[Collected data]

===

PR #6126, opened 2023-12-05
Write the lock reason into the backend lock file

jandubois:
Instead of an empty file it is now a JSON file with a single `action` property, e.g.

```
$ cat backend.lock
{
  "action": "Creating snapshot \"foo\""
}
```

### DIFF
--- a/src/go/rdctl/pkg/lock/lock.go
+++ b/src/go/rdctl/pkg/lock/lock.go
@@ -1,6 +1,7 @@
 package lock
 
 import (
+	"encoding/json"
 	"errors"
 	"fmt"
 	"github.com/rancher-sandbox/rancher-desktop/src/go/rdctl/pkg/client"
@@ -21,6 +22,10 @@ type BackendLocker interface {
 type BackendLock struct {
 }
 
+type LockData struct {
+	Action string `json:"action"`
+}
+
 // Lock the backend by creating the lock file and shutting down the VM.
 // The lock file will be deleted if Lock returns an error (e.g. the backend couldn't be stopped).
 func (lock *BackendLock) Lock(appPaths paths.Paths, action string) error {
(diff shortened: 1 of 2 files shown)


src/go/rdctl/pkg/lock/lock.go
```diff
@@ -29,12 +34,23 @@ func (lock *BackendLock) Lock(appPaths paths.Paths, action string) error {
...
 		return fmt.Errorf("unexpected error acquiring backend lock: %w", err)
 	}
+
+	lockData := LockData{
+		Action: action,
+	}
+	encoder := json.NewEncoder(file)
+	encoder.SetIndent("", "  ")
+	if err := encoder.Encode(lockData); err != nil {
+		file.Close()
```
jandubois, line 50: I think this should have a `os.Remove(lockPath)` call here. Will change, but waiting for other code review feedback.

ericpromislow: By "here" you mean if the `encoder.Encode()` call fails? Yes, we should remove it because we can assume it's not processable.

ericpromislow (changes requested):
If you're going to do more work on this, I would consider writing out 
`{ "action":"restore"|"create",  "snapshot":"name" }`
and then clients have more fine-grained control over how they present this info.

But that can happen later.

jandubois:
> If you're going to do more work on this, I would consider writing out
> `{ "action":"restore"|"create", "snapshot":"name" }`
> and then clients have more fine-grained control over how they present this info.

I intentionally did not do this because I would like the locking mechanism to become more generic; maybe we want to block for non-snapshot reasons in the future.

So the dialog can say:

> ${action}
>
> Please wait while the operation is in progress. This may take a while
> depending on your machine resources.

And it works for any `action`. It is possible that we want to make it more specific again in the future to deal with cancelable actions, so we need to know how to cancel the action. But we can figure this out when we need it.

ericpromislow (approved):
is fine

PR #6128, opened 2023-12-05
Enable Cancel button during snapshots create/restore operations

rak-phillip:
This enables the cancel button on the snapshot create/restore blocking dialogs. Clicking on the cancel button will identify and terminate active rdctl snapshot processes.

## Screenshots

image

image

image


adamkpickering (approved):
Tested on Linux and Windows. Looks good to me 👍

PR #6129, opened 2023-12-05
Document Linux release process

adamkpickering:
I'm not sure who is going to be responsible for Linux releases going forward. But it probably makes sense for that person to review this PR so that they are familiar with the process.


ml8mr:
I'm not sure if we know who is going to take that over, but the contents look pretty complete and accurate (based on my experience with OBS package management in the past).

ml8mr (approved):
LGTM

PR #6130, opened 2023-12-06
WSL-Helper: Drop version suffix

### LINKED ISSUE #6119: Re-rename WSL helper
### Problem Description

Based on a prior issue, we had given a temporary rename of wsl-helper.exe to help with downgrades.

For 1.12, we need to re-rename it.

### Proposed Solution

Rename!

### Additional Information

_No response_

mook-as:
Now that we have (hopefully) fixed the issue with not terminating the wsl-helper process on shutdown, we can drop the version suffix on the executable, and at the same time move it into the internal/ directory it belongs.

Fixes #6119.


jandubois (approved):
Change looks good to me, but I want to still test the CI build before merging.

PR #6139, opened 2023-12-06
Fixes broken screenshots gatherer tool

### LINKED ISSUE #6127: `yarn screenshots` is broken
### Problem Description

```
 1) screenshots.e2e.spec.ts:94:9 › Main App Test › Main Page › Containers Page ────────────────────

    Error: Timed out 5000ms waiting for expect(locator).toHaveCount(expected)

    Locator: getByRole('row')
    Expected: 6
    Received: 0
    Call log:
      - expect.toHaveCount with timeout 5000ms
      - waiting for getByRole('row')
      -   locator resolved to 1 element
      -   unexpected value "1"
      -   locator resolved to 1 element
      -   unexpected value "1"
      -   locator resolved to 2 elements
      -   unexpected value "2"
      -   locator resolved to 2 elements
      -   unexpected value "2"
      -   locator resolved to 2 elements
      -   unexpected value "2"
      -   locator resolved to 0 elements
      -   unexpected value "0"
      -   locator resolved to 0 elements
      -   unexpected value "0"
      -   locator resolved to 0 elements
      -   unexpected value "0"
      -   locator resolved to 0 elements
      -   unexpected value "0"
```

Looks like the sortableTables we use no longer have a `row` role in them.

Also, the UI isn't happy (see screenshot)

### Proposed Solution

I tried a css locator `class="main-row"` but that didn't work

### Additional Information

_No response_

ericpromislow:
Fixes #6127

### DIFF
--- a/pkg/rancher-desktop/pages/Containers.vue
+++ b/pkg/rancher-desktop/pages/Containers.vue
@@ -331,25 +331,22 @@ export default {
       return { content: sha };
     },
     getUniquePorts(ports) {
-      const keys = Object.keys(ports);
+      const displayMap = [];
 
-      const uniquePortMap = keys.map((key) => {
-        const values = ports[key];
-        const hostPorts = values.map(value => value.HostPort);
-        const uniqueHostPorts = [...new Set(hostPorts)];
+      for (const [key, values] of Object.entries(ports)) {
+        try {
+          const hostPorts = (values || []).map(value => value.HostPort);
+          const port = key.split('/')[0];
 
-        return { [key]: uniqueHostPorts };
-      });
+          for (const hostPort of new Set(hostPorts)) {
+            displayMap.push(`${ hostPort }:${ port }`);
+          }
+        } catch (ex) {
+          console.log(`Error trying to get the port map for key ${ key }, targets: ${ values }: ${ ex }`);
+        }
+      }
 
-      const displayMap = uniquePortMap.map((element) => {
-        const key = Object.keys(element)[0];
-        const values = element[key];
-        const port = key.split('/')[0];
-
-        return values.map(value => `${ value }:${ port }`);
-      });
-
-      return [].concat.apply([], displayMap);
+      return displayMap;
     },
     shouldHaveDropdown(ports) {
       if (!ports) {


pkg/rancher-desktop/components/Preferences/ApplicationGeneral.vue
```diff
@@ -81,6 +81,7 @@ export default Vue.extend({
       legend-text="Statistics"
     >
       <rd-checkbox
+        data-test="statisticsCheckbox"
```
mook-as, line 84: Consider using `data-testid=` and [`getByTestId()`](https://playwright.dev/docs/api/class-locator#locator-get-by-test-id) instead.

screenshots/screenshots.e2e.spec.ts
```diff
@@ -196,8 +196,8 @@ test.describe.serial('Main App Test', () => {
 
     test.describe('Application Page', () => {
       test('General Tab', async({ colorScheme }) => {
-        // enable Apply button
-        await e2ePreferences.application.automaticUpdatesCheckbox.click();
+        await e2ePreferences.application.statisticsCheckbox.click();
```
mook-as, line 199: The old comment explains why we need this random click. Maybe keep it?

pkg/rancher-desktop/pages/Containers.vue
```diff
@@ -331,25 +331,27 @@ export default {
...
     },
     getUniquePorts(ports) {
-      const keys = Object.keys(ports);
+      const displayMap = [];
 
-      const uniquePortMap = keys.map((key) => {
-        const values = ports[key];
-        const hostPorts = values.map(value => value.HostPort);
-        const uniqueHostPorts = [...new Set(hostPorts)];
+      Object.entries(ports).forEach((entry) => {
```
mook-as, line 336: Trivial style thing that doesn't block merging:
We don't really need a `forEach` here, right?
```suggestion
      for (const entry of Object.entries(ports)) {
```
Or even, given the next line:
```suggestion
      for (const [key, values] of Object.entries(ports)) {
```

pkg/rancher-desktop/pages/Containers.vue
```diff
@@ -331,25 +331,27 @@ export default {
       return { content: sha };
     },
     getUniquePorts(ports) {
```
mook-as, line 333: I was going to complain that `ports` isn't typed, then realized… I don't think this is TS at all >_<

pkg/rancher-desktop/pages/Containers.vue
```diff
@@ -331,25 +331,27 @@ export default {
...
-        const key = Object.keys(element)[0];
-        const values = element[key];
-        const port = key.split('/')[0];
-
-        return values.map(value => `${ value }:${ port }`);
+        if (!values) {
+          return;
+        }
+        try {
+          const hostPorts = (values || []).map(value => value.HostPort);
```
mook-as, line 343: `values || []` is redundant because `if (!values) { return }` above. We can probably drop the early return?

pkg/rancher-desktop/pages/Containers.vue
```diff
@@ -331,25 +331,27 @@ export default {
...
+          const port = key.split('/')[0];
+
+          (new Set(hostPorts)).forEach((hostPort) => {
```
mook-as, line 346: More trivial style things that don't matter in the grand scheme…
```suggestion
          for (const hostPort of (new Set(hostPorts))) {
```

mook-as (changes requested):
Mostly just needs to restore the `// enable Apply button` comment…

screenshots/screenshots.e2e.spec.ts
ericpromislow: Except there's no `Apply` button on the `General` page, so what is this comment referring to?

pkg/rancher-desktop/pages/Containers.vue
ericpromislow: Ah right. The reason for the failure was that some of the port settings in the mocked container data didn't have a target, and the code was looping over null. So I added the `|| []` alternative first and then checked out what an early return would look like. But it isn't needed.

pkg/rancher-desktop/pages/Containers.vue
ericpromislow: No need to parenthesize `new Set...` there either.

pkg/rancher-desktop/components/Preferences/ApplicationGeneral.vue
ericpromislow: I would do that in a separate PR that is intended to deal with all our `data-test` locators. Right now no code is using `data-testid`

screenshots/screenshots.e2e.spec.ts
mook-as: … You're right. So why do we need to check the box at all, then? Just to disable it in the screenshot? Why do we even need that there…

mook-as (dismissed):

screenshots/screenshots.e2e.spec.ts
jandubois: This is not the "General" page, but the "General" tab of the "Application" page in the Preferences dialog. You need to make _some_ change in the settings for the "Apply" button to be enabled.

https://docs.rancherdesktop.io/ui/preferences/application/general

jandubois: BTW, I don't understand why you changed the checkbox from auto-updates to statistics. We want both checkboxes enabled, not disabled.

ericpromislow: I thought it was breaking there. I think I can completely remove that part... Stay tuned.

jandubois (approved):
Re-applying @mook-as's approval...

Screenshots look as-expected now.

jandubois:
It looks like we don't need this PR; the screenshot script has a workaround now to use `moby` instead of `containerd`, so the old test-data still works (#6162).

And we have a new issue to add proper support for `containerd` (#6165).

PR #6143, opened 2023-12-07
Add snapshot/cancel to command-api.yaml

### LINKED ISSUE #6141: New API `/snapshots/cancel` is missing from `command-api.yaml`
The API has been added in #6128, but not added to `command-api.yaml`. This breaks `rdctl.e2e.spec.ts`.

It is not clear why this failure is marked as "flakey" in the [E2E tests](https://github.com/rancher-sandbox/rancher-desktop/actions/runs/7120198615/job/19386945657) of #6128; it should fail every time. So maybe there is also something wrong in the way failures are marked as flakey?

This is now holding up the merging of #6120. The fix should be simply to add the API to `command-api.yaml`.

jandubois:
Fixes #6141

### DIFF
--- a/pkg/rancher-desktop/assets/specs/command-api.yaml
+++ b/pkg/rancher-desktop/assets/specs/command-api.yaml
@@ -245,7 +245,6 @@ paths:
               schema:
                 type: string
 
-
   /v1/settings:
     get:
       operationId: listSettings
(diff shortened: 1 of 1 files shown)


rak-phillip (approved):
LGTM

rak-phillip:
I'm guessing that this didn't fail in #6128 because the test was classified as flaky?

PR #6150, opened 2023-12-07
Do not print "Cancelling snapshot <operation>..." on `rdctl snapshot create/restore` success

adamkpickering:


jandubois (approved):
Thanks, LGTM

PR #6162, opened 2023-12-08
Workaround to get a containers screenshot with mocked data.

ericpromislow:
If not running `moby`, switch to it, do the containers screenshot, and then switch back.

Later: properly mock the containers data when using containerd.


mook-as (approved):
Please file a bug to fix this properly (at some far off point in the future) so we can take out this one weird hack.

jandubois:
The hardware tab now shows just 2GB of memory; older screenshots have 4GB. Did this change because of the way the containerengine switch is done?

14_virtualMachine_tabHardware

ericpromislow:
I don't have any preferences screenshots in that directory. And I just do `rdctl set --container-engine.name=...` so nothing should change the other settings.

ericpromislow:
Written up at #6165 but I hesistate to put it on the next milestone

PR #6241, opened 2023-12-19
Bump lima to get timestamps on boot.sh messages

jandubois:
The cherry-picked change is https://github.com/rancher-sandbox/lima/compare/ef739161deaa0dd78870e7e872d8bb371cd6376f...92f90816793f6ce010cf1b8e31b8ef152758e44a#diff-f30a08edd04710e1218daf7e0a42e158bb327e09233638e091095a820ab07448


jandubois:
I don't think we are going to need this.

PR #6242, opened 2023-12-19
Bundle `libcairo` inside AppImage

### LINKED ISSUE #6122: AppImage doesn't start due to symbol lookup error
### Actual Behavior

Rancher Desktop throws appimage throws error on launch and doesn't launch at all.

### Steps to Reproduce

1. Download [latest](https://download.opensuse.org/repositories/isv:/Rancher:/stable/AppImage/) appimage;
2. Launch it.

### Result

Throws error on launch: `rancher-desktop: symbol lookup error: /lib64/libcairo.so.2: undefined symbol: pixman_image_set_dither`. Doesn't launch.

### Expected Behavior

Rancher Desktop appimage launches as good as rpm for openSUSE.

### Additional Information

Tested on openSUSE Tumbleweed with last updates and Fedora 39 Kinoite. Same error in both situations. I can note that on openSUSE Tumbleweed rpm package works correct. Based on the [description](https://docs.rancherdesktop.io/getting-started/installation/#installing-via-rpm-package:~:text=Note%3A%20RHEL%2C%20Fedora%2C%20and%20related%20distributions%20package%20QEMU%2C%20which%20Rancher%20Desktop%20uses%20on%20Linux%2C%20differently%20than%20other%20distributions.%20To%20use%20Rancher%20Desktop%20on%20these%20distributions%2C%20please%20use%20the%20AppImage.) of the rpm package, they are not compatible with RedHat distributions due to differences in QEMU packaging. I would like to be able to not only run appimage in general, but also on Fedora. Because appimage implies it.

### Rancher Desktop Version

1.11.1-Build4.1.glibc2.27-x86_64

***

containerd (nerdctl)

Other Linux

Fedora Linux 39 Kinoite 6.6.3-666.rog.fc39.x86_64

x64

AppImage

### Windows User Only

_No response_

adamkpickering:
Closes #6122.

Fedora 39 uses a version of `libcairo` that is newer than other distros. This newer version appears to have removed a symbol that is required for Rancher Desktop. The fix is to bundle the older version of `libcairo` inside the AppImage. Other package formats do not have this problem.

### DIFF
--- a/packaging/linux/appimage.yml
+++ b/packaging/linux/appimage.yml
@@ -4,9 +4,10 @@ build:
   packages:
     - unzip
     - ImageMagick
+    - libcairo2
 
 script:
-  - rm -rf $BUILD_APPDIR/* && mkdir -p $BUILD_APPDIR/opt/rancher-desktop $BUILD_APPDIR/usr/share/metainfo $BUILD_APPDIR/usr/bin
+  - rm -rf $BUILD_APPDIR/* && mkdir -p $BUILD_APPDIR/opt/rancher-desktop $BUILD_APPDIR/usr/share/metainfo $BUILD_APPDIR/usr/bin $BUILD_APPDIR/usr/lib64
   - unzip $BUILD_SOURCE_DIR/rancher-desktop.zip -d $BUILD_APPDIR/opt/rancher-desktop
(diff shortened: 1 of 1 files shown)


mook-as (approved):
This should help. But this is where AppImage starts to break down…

===

EXERCISE DETAILS
Copy out every line from the data above that has "properly" in it.

ANSWER SPACE
Later: properly mock the containers data when using containerd.
Please file a bug to fix this properly (at some far off point in the future) so we can take out this one weird hack.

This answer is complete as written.